En un mundo donde las fronteras de lo público y lo privado se desdibujan, la historia de Próspera surge como una advertencia sobre el futuro de la soberanía nacional. Según explicó la analista Antonella Jaime en el programa Palabras más, palabras menos, esta ciudad ubicada en la isla de Roatán, Honduras, funciona bajo sus propios tribunales, impuestos y policía, operando como un país dentro de otro. Lo que comenzó como un experimento para atraer inversiones se ha transformado en la meca de una élite que busca gobernar sin las “ataduras” de la democracia.
El proyecto se basa en la idea de las “Charter Cities” (ciudades chárter), zonas que operan con reglas propias para generar industria sin depender de un Estado “superestatizado”. Sin embargo, Jaime advirtió que en Próspera la soberanía fue cedida a un grupo de inversores privados, donde la moneda oficial es el Bitcoin y el marco jurídico se rige por leyes de Estados Unidos y no por las de Honduras.
El “delirio” de la inmortalidad y el vacío legal
Uno de los puntos más oscuros del análisis fue el enfoque de estas ciudades en el sector de las biotecnológicas. Al no estar sujetas a la supervisión de organismos internacionales como la OMS o la FDA, empresas instaladas en Próspera realizan ensayos clínicos y experimentos que en cualquier otro país tardarían décadas en aprobarse.
“Están obsesionados con vivir todo el tiempo que puedan”, señaló Jaime, detallando la existencia de inyecciones de 25.000 dólares que prometen prolongar la vida sin ningún tipo de aval científico oficial. Este esquema de “feudalismo tecnológico” está liderado por figuras como Sam Altman (creador de ChatGPT) y Peter Thiel (cofundador de PayPal), quienes sostienen que la libertad y la democracia son conceptos incompatibles en la era actual.

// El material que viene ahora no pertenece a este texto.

PR #6277, opened 2017-01-26
Update jetty-alpn-agent to support latest JDK releases.

normanmaurer:
Motivation:

We need to update jetty-alpn-agent to support latest JDK releases.

Modifications:

Update jetty-alpn-agent to 2.0.6

Result:

Be able to run tests with latest JDK releases.


normanmaurer:
Cherry-picked into 4.1 (b69c772) and 4.0 (f3caef6bc5056b04b272b62b1db5518b902387d3)

PR #6278, opened 2017-01-26
Add unit test that shows we correctly return BUFFER_UNDERFLOW

normanmaurer:
Motivation:

We should test that we correctly return BUFFER_UNDERFLOW if the src buffer not contains enough data to unwrap it.

Modification:

Add unit test to verify behaviour.

Result:

Better test coverrage of SSLEngine implementations.


normanmaurer:
more tests FTW

normanmaurer:
Cherry-picked into 4.1 (5cd8133477aa87445fe4277550094237fd2585ed) and 4.1 (2f4298a)

normanmaurer:
Also thanks to @johnou for bringing up that we have no test for this :)

PR #6279, opened 2017-01-26
Null out references to tmpNioBuf and chunk to allow quicker collecting

normanmaurer:
Motivation:

In PooledByteBuf we missed to null out the chunk and tmpNioBuf fields before recycle it to the Recycler. This could lead to keep objects longer alive then necessary which may hold a lot of memory.

Modifications:

Null out tmpNioBuf and chunk before recycle.

Result:

Possible to earlier GC objects.


normanmaurer:
This is interesting as PoolChunk instances may be dropped when not used anymore.

normanmaurer:
Cherry-Picked into 4.1 (8dda984afe9477fa09fe166305381d9ed1afa7c4) and 4.0 (dcf4292647021e2f593a52fcfddd7fcb945693e4)

PR #6280, opened 2017-01-26
Automatically decode DNS domain name to unicode

normanmaurer:
Motivation:

DnsNameResolver will return the domain / host name as ascii code using punycode (https://tools.ietf.org/html/rfc3492). This is different to what the JDK does which always convert it to unicode. We should do the same by default but allow to also not do it.

Modifications:

- Add new builder method on DnsNameResolverBuilder which allow to disable / enable converting. Default is to convert just like the JDK does.
- Add unit tests for it.

Result:

DnsNameResolver and JDK impl behave the same way.

### DIFF
--- a/resolver-dns/src/main/java/io/netty/resolver/dns/DnsNameResolver.java
+++ b/resolver-dns/src/main/java/io/netty/resolver/dns/DnsNameResolver.java
@@ -155,6 +155,7 @@ public class DnsNameResolver extends InetNameResolver {
     private final boolean cnameFollowAAAARecords;
     private final InternetProtocolFamily preferredAddressType;
     private final DnsRecordType[] resolveRecordTypes;
+    private final boolean decodeIdn;
 
     /**
      * Creates a new DNS-based name resolver that communicates with the specified list of DNS servers.
@@ -175,7 +176,11 @@ public class DnsNameResolver extends InetNameResolver {
      * @param hostsFileEntriesResolver the {@link HostsFileEntriesResolver} used to check for local aliases
      * @param searchDomains the list of search domain
      * @param ndots the ndots value
+     * @deprecated use {@link #DnsNameResolver(EventLoop, ChannelFactory, DnsServerAddresses, DnsCache, long,
+     *             InternetProtocolFamily[], boolean, int, boolean, int,
+     *             boolean, HostsFileEntriesResolver, String[], int, boolean)}
      */
+    @Deprecated
     public DnsNameResolver(
             EventLoop eventLoop,
             ChannelFactory<? extends DatagramChannel> channelFactory,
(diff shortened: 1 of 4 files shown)


resolver-dns/src/main/java/io/netty/resolver/dns/DnsNameResolverBuilder.java
```diff
@@ -331,6 +332,18 @@ public DnsNameResolverBuilder ndots(int ndots) {
     }
 
     /**
+     * Set if domain / host names should be decoded to unicode when received.
+     * See <a href="https://tools.ietf.org/html/rfc3492">rfc3492</a>.
+     *
+     * @param decodeToUnicode if should get decoded
+     * @return {@code this}
+     */
+    public DnsNameResolverBuilder decodeToUnicode(boolean decodeToUnicode) {
```
normanmaurer: @Scottmitch @trustin I am happy to take any suggestions for better naming :)

resolver-dns/src/main/java/io/netty/resolver/dns/DnsNameResolver.java
```diff
@@ -191,6 +196,49 @@ public DnsNameResolver(
...
+     * @param traceEnabled if trace is enabled
+     * @param maxPayloadSize the capacity of the datagram packet buffer
+     * @param optResourceEnabled if automatic inclusion of a optional records is enabled
+     * @param hostsFileEntriesResolver the {@link HostsFileEntriesResolver} used to check for local aliases
+     * @param searchDomains the list of search domain
+     * @param ndots the ndots value
+     * @param decodeToUnicode {@code true} if domain / host names should be decoded to unicode when received.
+     *                        See <a href="https://tools.ietf.org/html/rfc3492">rfc3492</a>.
+     */
+    public DnsNameResolver(
```
netkins: MAJOR Constructor has 15 parameters, which is greater than 7 authorized. [rule](https://garage.netty.io/sonarqube/coding_rules#rule_key=squid%3AS00107)

nmittler: nit: we should probably either get rid of this restriction or change the method signature.

resolver-dns/src/main/java/io/netty/resolver/dns/DnsNameResolverBuilder.java
nmittler: hmm ... maybe something like `assumeUnicodeDomainName`?

Scottmitch: not sure ... `domainNameResponsesAreUnicode`?

normanmaurer: Don't like any of these... and also not like my name. Let me think a bit more about it :) Maybe we should just always convert for now and add a param later on ?

resolver-dns/src/main/java/io/netty/resolver/dns/DnsNameResolver.java
normanmaurer: @nmittler let me get rid.

resolver-dns/src/main/java/io/netty/resolver/dns/DnsNameResolverBuilder.java
nmittler: That SGTM

normanmaurer: @Scottmitch ok for you as well ?

Scottmitch: I'm thinking we should at least have an option to comply with the RFC (if not do this by default)

normanmaurer: Yeah you are probably right... Let me try to come up with a good name ...

trustin: `enableIdnaDecode` ?

trustin: `decodeIdn`? I'm sure IDN is a well known term in this area.

normanmaurer: @trustin good idea... let me change it to `decodeIdn` and merge.

normanmaurer:
Cherry-picked into 4.1 (0d5b665)

PR #6284, opened 2017-01-26
HTTP/2 revert Http2FrameWriter throws API change

Scottmitch:
Motivation:
2fd42cfc6b32dacb812c6f2ecef8522cd94718d4 fixed a bug related to encoding headers but it also introduced a throws statement onto the Http2FrameWriter methods which write headers. This throws statement makes the API more verbose and is not necessary because we can communicate the failure in the ChannelFuture that is returned by these methods.

Modifications:
- Remove throws from all Http2FrameWriter methods.

Result:
Http2FrameWriter APIs do not propagate checked exceptions.

### DIFF
--- a/codec-http2/src/main/java/io/netty/handler/codec/http2/DefaultHttp2ConnectionEncoder.java
+++ b/codec-http2/src/main/java/io/netty/handler/codec/http2/DefaultHttp2ConnectionEncoder.java
@@ -187,16 +187,22 @@ public class DefaultHttp2ConnectionEncoder implements Http2ConnectionEncoder {
                 }
                 ChannelFuture future = frameWriter.writeHeaders(ctx, streamId, headers, streamDependency,
                                                                 weight, exclusive, padding, endOfStream, promise);
-                // Synchronously set the headersSent flag to ensure that we do not subsequently write
-                // other headers containing pseudo-header fields.
-                stream.headersSent();
+                // Writing headers may fail during the encode state if they violate HPACK limits.
+                Throwable failureCause = future.cause();
+                if (failureCause == null) {
+                    // Synchronously set the headersSent flag to ensure that we do not subsequently write
+                    // other headers containing pseudo-header fields.
+                    stream.headersSent();
+                } else {
+                    lifecycleManager.onError(ctx, failureCause);
+                }
 
                 return future;
             } else {
                 // Pass headers to the flow-controller so it can maintain their sequence relative to DATA frames.
                 flowController.addFlowControlled(stream,
                         new FlowControlledHeaders(stream, headers, streamDependency, weight, exclusive, padding,
-                                                 endOfStream, promise));
+                                                  endOfStream, promise));
                 return promise;
             }
         } catch (Throwable t) {
@@ -276,7 +282,13 @@ public class DefaultHttp2ConnectionEncoder implements Http2ConnectionEncoder {
 
             ChannelFuture future = frameWriter.writePushPromise(ctx, streamId, promisedStreamId, headers, padding,
                                                                 promise);
-            stream.pushPromiseSent();
+            // Writing headers may fail during the encode state if they violate HPACK limits.
+            Throwable failureCause = future.cause();
+            if (failureCause == null) {
+                stream.pushPromiseSent();
+            } else {
+                lifecycleManager.onError(ctx, failureCause);
+            }
             return future;
         } catch (Throwable t) {
             lifecycleManager.onError(ctx, t);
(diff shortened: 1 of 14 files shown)


codec-http2/src/main/java/io/netty/handler/codec/http2/DefaultHttp2ConnectionEncoder.java
```diff
@@ -187,16 +187,22 @@ public void operationComplete(ChannelFuture future) throws Exception {
                 }
                 ChannelFuture future = frameWriter.writeHeaders(ctx, streamId, headers, streamDependency,
                                                                 weight, exclusive, padding, endOfStream, promise);
-                // Synchronously set the headersSent flag to ensure that we do not subsequently write
-                // other headers containing pseudo-header fields.
-                stream.headersSent();
+                // Writing headers may fail during the encode state if they violate HPACK limits.
+                Throwable failureCause = future.cause();
```
normanmaurer: I wonder if we need to check isDone() first and if not do it in a listener?

codec-http2/src/main/java/io/netty/handler/codec/http2/DefaultHttp2ConnectionEncoder.java
```diff
@@ -276,7 +282,13 @@ public ChannelFuture writePushPromise(ChannelHandlerContext ctx, int streamId, i
...
             ChannelFuture future = frameWriter.writePushPromise(ctx, streamId, promisedStreamId, headers, padding,
                                                                 promise);
-            stream.pushPromiseSent();
+            // Writing headers may fail during the encode state if they violate HPACK limits.
+            Throwable failureCause = future.cause();
+            if (failureCause == null) {
+                stream.pushPromiseSent();
+            } else {
+                lifecycleManager.onError(ctx, failureCause);
+            }
```
normanmaurer: Same as above

codec-http2/src/main/java/io/netty/handler/codec/http2/DefaultHttp2ConnectionEncoder.java
```diff
@@ -450,15 +462,21 @@ public void error(ChannelHandlerContext ctx, Throwable cause) {
...
-            stream.headersSent();
+            ChannelFuture f = frameWriter.writeHeaders(ctx, stream.id(), headers, streamDependency, weight, exclusive,
+                                                       padding, endOfStream, promise);
+            // Writing headers may fail during the encode state if they violate HPACK limits.
+            Throwable failureCause = f.cause();
+            if (failureCause == null) {
+                stream.headersSent();
+            } else {
+                lifecycleManager.onError(ctx, failureCause);
+            }
```
normanmaurer: Same as above

codec-http2/src/main/java/io/netty/handler/codec/http2/DefaultHttp2FrameWriter.java
```diff
@@ -337,8 +337,6 @@ public ChannelFuture writePushPromise(ChannelHandlerContext ctx, int streamId,
             }
         } catch (Http2Exception e) {
             promiseAggregator.setFailure(e);
-            promiseAggregator.doneAllocatingPromises();
```
normanmaurer: Why remove this? Also why we can't just have the other catch block?

codec-http2/src/main/java/io/netty/handler/codec/http2/DefaultHttp2ConnectionEncoder.java
Scottmitch: We make assumptions about what is being done in `FrameWriter#writeHeaders` and properties of the underlying transport. In this context the method is assumed to encode the headers and call `ctx.write()` in a synchronous manner. Also if a write fails we assume the transport is reliable/ordered and therefore unusable so we generally don't care about promise failures. So I'm not sure we need to handle the async failure case, and if you think we do this needs to be done more generally throughout codec-http2. WDYT?

normanmaurer: Sounds a bit like we depend on an implementation detail here. I guess for now it's ok but definitely something we should revisit later on.

codec-http2/src/main/java/io/netty/handler/codec/http2/DefaultHttp2FrameWriter.java
Scottmitch: it is done below on the return statement so no need to call it twice.

codec-http2/src/main/java/io/netty/handler/codec/http2/DefaultHttp2ConnectionEncoder.java
Scottmitch: https://github.com/netty/netty/issues/6287 .. WDYT?

normanmaurer: +1

Scottmitch:
4.1 (e13da21)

El conflicto con Honduras y el “espejo” argentino
El experimento ha derivado en un conflicto legal sin precedentes. En 2024, la Corte Suprema de Honduras declaró inconstitucionales las leyes que permitieron estas zonas, lo que provocó que los inversores de Próspera iniciaran un juicio al Estado por 2.000 millones de dólares por “daños y perjuicios”. Para la analista de LA CIELO, este caso es una muestra de la fragilidad de los estados frente al capital privado cuando se ceden recursos naturales como el agua y la tierra.
La columna cerró con una conexión directa con la realidad nacional. Jaime recordó la visita de Peter Thiel a la Argentina y la pregunta clave que el magnate le hizo a Javier Milei: “¿Qué estás dispuesto a hacer para que los cambios que ejerza este gobierno perduren en el tiempo?”. La advertencia es clara: mientras la política discute la gestión diaria, las élites tecnológicas ya planifican cómo asegurar sus transformaciones por encima de las instituciones democráticas para las próximas décadas.